# A questo punto



## Parergon

_Contesto: in un lungo scritto formale. Obiettivo: introdurre un nuovo argomento_

A questo punto,

my attempts

At this point,
At this stage, 
Now, 


Esistono formule diverse per esprimere questo concetto?


----------



## Siberia

Depending on what went on before there are various ways of introducing new points:
On the contrary, on the other hand, With regards to, Furthermore, - there may actually be a thread on link words.

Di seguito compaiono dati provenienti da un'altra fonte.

PR #3720, opened 2020-10-08
Support saving server stats to file every 1 second

Yurunsoft:


doubaokun (commented):
This feature should be done with PHP in application layer.

matyhtf:
goto https://github.com/swoole/swoole-src/pull/3725

PR #3762, opened 2020-10-22
Add ext decoder

matyhtf:


huanghantao:
Perhaps, unit testing can be combined with pressure testing?

matyhtf:
> Perhaps, unit testing can be combined with pressure testing?

I think it’s better to test separately

PR #3837, opened 2020-11-13
Fix coverity scan issues

huanghantao:


ext-src/swoole_client.cc
```diff
@@ -524,10 +540,14 @@ void php_swoole_client_check_setting(Client *cli, zval *zset) {
...
                 } else {
                     php_swoole_fatal_error(E_WARNING, "http_proxy_password should not be null");
+                    // because we do not set last errcode, return true
+                    return true;
                 }
             }
         } else {
             php_swoole_fatal_error(E_WARNING, "http_proxy_port should not be null");
+            // because we do not set last errcode, return true
+            return false;
```
twose, line 550: typo here?

twose (changes requested):

ext-src/swoole_client.cc
huanghantao: > typo here?

where?

Issue #3884, opened 2020-11-26
channel空时pop操作不会阻塞


uu-myheart:
Please answer these questions before submitting your issue. Thanks!

1. What did you do? If possible, provide a simple script for reproducing the error.
![image](https://user-images.githubusercontent.com/18180275/100349825-fb1e7d00-3023-11eb-91e2-3df4729501f7.png)

2. What did you expect to see?
pop操作阻塞，而不是一直循环

3. What did you see instead?
一直在执行循环，无限打印16行的 var_dump($data);

4. What version of Swoole are you using (show your `php --ri swoole`)?
![image](https://user-images.githubusercontent.com/18180275/100350055-48025380-3024-11eb-9a2e-fbd34d9cc8bd.png)

5. What is your machine environment used (show your `uname -a` & `php -v` & `gcc -v`) ?
php官方docker镜像 php:7.2-alpine 通过 pecl install swoole 安装的 4.5.7版本
![image](https://user-images.githubusercontent.com/18180275/100350118-636d5e80-3024-11eb-84b4-ac2fff077253.png)

matyhtf:
https://github.com/swoole/swoole-src/pull/3911/files

matyhtf:
这是因为 eventloop 已经退出，在 shutdown function 里 channel 析构函数中执行了 close 操作，这会 resume 已经泄露的协程。而 channel->pop 在已关闭时会立即返回 false，造成了死循环。

Issue #3703, opened 2020-09-25
Lose current coroutine when after channel->pop()


Yurunsoft:
Please answer these questions before submitting your issue. Thanks!

1. What did you do? If possible, provide a simple script for reproducing the error.

```php
<?php
Co\run(function(){
    $channel = new Swoole\Coroutine\Channel(1);
    var_dump('cid:' . Swoole\Coroutine::getCid());
    var_dump($channel->pop());
    var_dump('cid:' . Swoole\Coroutine::getCid());
});
```

2. What did you expect to see?

```
string(5) "cid:1"
bool(false)
string(6) "cid:1"
```

3. What did you see instead?

```
string(5) "cid:1"
bool(false)
string(6) "cid:-1"
```

4. What version of Swoole are you using (show your `php --ri swoole`)?

4.5.4

5. What is your machine environment used (show your `uname -a` & `php -v` & `gcc -v`) ?

PHP 7.4.10

matyhtf:
The deadlock coroutine is awakened in the destructor, and the next version will directly throw an error and exit the process.

matyhtf:
https://github.com/swoole/swoole-src/pull/3911

PR #3911, opened 2020-12-04
Co deadlock detect

matyhtf:


matyhtf:
fix https://github.com/swoole/swoole-src/issues/3884
fix https://github.com/swoole/swoole-src/issues/3703

PR #4000, opened 2021-01-15
Optimize enable openssl

huanghantao:


huanghantao:
PHP7.2/7.3 do not define `PKG_CHECK_MODULES ` in `build/pkg.m4`

PR #4080, opened 2021-03-05
NetBSD build fix proposal.

devnexen:
strengthen gethostbyname2_r detection which symbol is indeed present in the libc but not exposed.
there is little different for the kqueue API, the private kqueue data is an integral instead.


matyhtf:
Thanks for your contribution. Great job!

PR #4116, opened 2021-03-24
enable_reuse_port directive enabled for other systems.

devnexen:


matyhtf:
Under the freebsd platform, the REUSE_PORT option has a different effect on linux. 

This is a performance optimization option for linux only

PR #4127, opened 2021-04-01
make context darwin arm64: removes workaround and uses the label

devnexen:
directly. LLVM support those since quite some years now.


devnexen:
note I upstreamed this change just today.

twose (approved):

PR #4199, opened 2021-05-11
get rid of inet_ntoa and inet_aton calls

remicollet:
These functions are deprecated and may be forbidden in some distro.

Already erraticated in php-src

* https://github.com/php/php-src/commit/f9547f2b47633d30087703df04f7d8e20f89ec80
* https://github.com/php/php-src/commit/e5b6f43ec7813392d83ea586b7902e0396a1f792
* https://github.com/php/php-src/commit/99d67d121acd4c324738509679d23acaf759d065

third-party file seems a copy paste from ph-src, perhaps need a full refresh

### DIFF
--- a/ext-src/swoole_client.cc
+++ b/ext-src/swoole_client.cc
@@ -1210,7 +1210,12 @@ static PHP_METHOD(swoole_client, getsockname) {
         }
     } else {
         add_assoc_long(return_value, "port", ntohs(cli->socket->info.addr.inet_v4.sin_port));
-        add_assoc_string(return_value, "host", inet_ntoa(cli->socket->info.addr.inet_v4.sin_addr));
+        char tmp[INET_ADDRSTRLEN];
+        if (inet_ntop(AF_INET, &cli->socket->info.addr.inet_v4.sin_addr, tmp, sizeof(tmp))) {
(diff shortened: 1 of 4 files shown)


ext-src/swoole_client.cc
```diff
@@ -1210,7 +1210,12 @@ static PHP_METHOD(swoole_client, getsockname) {
         }
     } else {
         add_assoc_long(return_value, "port", ntohs(cli->socket->info.addr.inet_v4.sin_port));
-        add_assoc_string(return_value, "host", inet_ntoa(cli->socket->info.addr.inet_v4.sin_addr));
+        char tmp[INET_ADDRSTRLEN];
+        if (inet_ntop(AF_INET, &cli->socket->info.addr.inet_v4.sin_addr, tmp, sizeof(tmp))) {
+            add_assoc_string(return_value, "host", tmp);
+        } else {
+            php_swoole_fatal_error(E_WARNING, "inet_ntop() failed");
+        }
```
remicollet, line 1218: same / consistent behavior than the below one for IPv6

remicollet:
Notice: in php-src new call usage are conditional (#ifdef HAVE_NET...)  but are already used in swoole without such condition
(btw, probably worth to be clean in php-src)

PR #4300, opened 2021-07-05
Align atomic pointers addresses

### LINKED ISSUE #4263: swoole atomic long 在M1芯片下无反应

dixyes:
gcc __sync_xxx implements at some architecture needs an aligned address to be passed in, but an allocated address may not be aligned, this patch will align it at atomic implement

this should fix #4263, but not tested at m1 chips (only at arm64 linux).


matyhtf:
https://github.com/swoole/swoole-src/commit/e6fae2ed15e26b049cc2ec25ff18b8c4d6d11117

PR #6136, opened 2026-08-01
Fix reentrant argument conversion in Table and constructors

binaryfire:
## Summary

PHP argument conversion can invoke user code. Several Table operations and object constructors inspected native state or acquired row locks before conversion completed. Re-entry could then initialize or destroy the same object while the outer call retained stale state.

Table values are now converted before row locks are acquired. A new internal C++ `Table::set()` overload applies the prepared values while holding the lock, preserving atomic row updates without changing the PHP API. `Table::count()` also parses its argument before reading the native Table pointer.

The same ordering is applied to the Table, Lock, Coroutine Lock, Thread Lock, Thread Barrier, Process, and Server constructors. Server construction now releases native Server and ListenPort state when setup fails before the object is published.

## Testing

- core coverage for prepared Table writes
- PHPT coverage for Table conversion, constructor, and count re-entry
- constructor re-entry coverage for locks, thread primitives, Process, and Server

### DIFF
--- a/core-tests/src/memory/table.cpp
+++ b/core-tests/src/memory/table.cpp
@@ -241,6 +241,80 @@ TEST(table, conditional_writes) {
     ASSERT_EQ(table.get("php").id, 2);
 }
 
+TEST(table, values_set) {
+    table_t table(128);
+    auto ptr = table.ptr();
+
+    bool out_of_space = true;
+    ASSERT_TRUE(ptr->set("new", 3, {table_int(ptr, "id", 1)}, &out_of_space));
+    ASSERT_FALSE(out_of_space);
+    auto row = table.get("new");
+    ASSERT_EQ(row.id, 1);
+    ASSERT_EQ(row.name, "");
+    ASSERT_EQ(row.score, 0);
+    ASSERT_EQ(table.count(), 1);
+    ASSERT_EQ(ptr->insert_count, 1);
+    ASSERT_EQ(ptr->update_count, 0);
+
+    ASSERT_TRUE(ptr->set("new", 3, {table_string(ptr, "name", "updated")}, &out_of_space));
+    ASSERT_FALSE(out_of_space);
+    row = table.get("new");
+    ASSERT_EQ(row.id, 1);
+    ASSERT_EQ(row.name, "updated");
+    ASSERT_EQ(row.score, 0);
+    ASSERT_EQ(table.count(), 1);
+    ASSERT_EQ(ptr->insert_count, 1);
+    ASSERT_EQ(ptr->update_count, 1);
+
+    ASSERT_TRUE(ptr->set("empty", 5, {}));
+    ASSERT_TRUE(ptr->set("empty", 5, {}));
+    ASSERT_EQ(table.count(), 2);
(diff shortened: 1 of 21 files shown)


matyhtf (dismissed):
@-

matyhtf (changes requested):
The conversion-safety changes for `set()`, `incr()`, and `decr()` look sound, but one lifecycle path is still unsafe and should be fixed before merging.

`Swoole\\Table::__construct()` reads the native pointer before parsing `table_size` and `conflict_proportion`. Scalar parameter conversion can invoke a user error handler, for example during a lossy float-to-int conversion. That handler can re-enter `__construct()`, initialize the same object, and even create the table. When control returns to the outer constructor, it continues and overwrites the pointer with a second `Table`. The re-entrantly created table, including any allocated shared memory, then becomes unreachable, and its schema is lost.

I reproduced this by creating an uninitialized Table through reflection, installing an error handler that calls `__construct(8)` and adds a column, and then calling `__construct(8.5)`. The outer call replaces the inner table, and the column added by the handler disappears.

Please parse the constructor arguments before the first `table_get_ptr()` check, then check whether the object was initialized during conversion. In that case the outer call should report that the constructor can only be called once instead of overwriting the pointer. Please also add a PHPT regression test for this re-entrant constructor case.

The currently failing Table-unrelated CI jobs appear flaky or external; the new Table PHPTs and native Table tests themselves pass.

matyhtf:
Suggested implementation:

```cpp
PHP_METHOD(swoole_table, __construct) {
    zend_long table_size;
    double conflict_proportion = SW_TABLE_CONFLICT_PROPORTION;

    ZEND_PARSE_PARAMETERS_START_EX(ZEND_PARSE_PARAMS_THROW, 1, 2)
    Z_PARAM_LONG(table_size)
    Z_PARAM_OPTIONAL
    Z_PARAM_DOUBLE(conflict_proportion)
    ZEND_PARSE_PARAMETERS_END_EX(RETURN_FALSE);

    // Parameter conversion may execute a user error handler and re-enter
    // __construct(), so native state must only be checked after parsing.
    Table *table = table_get_ptr(ZEND_THIS);
    if (table) {
        zend_throw_error(nullptr, "Constructor of %s can only be called once", SW_Z_OBJCE_NAME_VAL_P(ZEND_THIS));
        RETURN_FALSE;
    }

    table = Table::make(table_size, static_cast<float>(conflict_proportion));
    if (table == nullptr) {
        zend_throw_exception(swoole_exception_ce, "global memory allocation failure", SW_ERROR_MALLOC_FAIL);
        RETURN_FALSE;
    }

    // Keep the existing hash-function setup and scope-exit cleanup here.

    table_set_ptr(ZEND_THIS, table);
}
```

The important part is moving both parameter parsing and conversion before the first `table_get_ptr()`. If conversion re-enters and initializes the object, the outer call will then detect that state and fail without replacing or leaking the inner `Table`.

binaryfire:
@matyhtf  Thanks, you were right. I pushed a follow-up that validates constructor arguments before checking whether the object was already initialized. That avoids leaving partially updated native state visible if argument conversion runs user code.

I also applied the same ordering to the nearby constructors that had the same shape.

PR #6141, opened 2026-08-09
Fix SSH2 resource release lifecycle and SCP failures

binaryfire:
## Summary

Swoole keeps libssh2 sessions nonblocking, but several resource destructors called their free operation once and discarded `EAGAIN`. Undrained channels, SFTP resources, listeners, and their session-owned state could therefore remain allocated. Callback containers were also retained during normal teardown and failed handshakes.

This change adds one internal release path:

- releases inside a coroutine yield until completion or timeout;
- top-level releases use a bounded synchronous wait and restore session state;
- releases on an already-owned socket or during request shutdown make one nonblocking attempt;
- final session teardown shuts down the transport, performs a bounded blocking free, and releases wrapper state only after libssh2 confirms success.

If a fatal child thread prevents cancellation from unwinding a bound reader during request shutdown, the transport descriptor is still closed without deleting the bound socket wrapper.

Ordinary SSH2 I/O gains no lock or additional synchronization. Closing an SSH2 stream inside a coroutine may now yield up to its effective timeout. A timed-out child remains session-owned until teardown. The small public-key wrapper can still remain allocated if its single-attempt shutdown returns `EAGAIN`, because libssh2 provides no ownership hook for reclaiming it safely.

The PR also reads libssh2's poll direction after the current operation returns `EAGAIN`, stops truncated SCP receives instead of spinning on early EOF, and rejects failed or incomplete local writes.

## Testing

Added focused PHPT coverage for channel, session, SFTP, listener, callback, request-shutdown, concurrency, and SCP failure paths. A Linux thread regression also verifies that fatal child-thread shutdown does not leave the SSH transport descriptor open; it fails on the previous PR head and passes with this change.

The complete SSH2 suite passes in the repository's PHP 8.4 container configured with thread support, `--enable-sockets`, and `--with-swoole-ssh2`. GitHub workflows do not provision the SSH2 fixture, so the focused container run provides this validation.


matyhtf:
Thanks for working through the SSH2 release lifecycle. Moving conversion/release waits outside unsafe ownership contexts, reading the block direction after `EAGAIN`, and covering the SCP failure cases all look useful.

There is one final teardown path that still needs to be made reliable before merging:

In `php_ssh2_session_dtor()`, the session is still restored to nonblocking mode after `ssh2_release_call()`. The code then calls `shutdown(SHUT_RDWR)`, invokes `libssh2_session_free(session)` once without checking its result, and immediately frees `session_data`.

`libssh2_session_free()` is explicitly allowed to return `LIBSSH2_ERROR_EAGAIN`. Its implementation preserves the session when an attached channel or listener cannot yet be released. If that happens here, the libssh2 session/resource graph remains allocated while its abstract pointer, callbacks, and `SocketImpl` are freed. This leaves a native leak and a dangling abstract pointer. A successful transport shutdown will usually make child cleanup local, but that is not an API guarantee, and the return value of `shutdown()` is also currently ignored.

Please make the final session free non-`EAGAIN` and only release `session_data` after confirming that the session was actually freed. One possible shape is to shut down the transport, set a bounded libssh2 timeout, switch the session to blocking mode, and then call `libssh2_session_free()`. Since a successful call invalidates the session, this final call does not need to restore the old mode. Please also cover the case where the first final free attempt would return `EAGAIN`.

There is also a small formatting issue: `git diff --check` reports trailing whitespace on the newly added `.gitignore` line for `truncated_scp_server.sh`.

The Linux unit-test failures shown in CI appear unrelated to this PR (external HTTP/proxy failures rather than SSH2 failures).

binaryfire:
@matyhtf Fixed. Final session teardown now shuts down the transport, sets a one-second libssh2 timeout, switches to blocking mode, and checks `libssh2_session_free()`. If its first internal attempt returns `EAGAIN`, libssh2 retries within that bound. Session data is released only after a successful free; otherwise it is retained and the warning includes libssh2's error.

`shutdown()` remains best effort because the checked, bounded free is the ownership boundary. If shutdown does not bring the transport down, the free either completes or reaches the bound without releasing data that libssh2 still references.

I also added coverage for closing a session while another coroutine is reading from it. The complete SSH2 suite passes in the PHP 8.4 container. The SCP fixture was moved under `scripts/`, so `git diff --check` is clean.

binaryfire:
@matyhtf When you have a moment, could you please take another look at this PR? I have a separate SSH2 lifecycle fix that depends on the final ownership changes here.

binaryfire:
Follow-up: this branch now also closes the SSH transport descriptor when fatal PHP thread shutdown prevents a bound reader from unwinding. A focused Linux thread regression counts socket descriptors before and after shutdown; it fails on the previous PR head and passes with the fix. I also merged the current master branch.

Here is the link: http://forum.wordreference.com/showthread.php?t=296914&highlight=linkers


----------



## TimLA

Parergon said:


> _Contesto: in un lungo scritto formale. Obiettivo: introdurre un nuovo argomento_
> A questo punto,
> my attempts
> 
> At this point,
> At this stage,
> Now,
> Esistono formule diverse per esprimere questo concetto?


 
Tutte e tre vanno bene...ma ci sono altre, e dipendano dal contesto...

With respect to...
To further elaborate...
But this raises a new issue...
But this raises a new issue in terms of...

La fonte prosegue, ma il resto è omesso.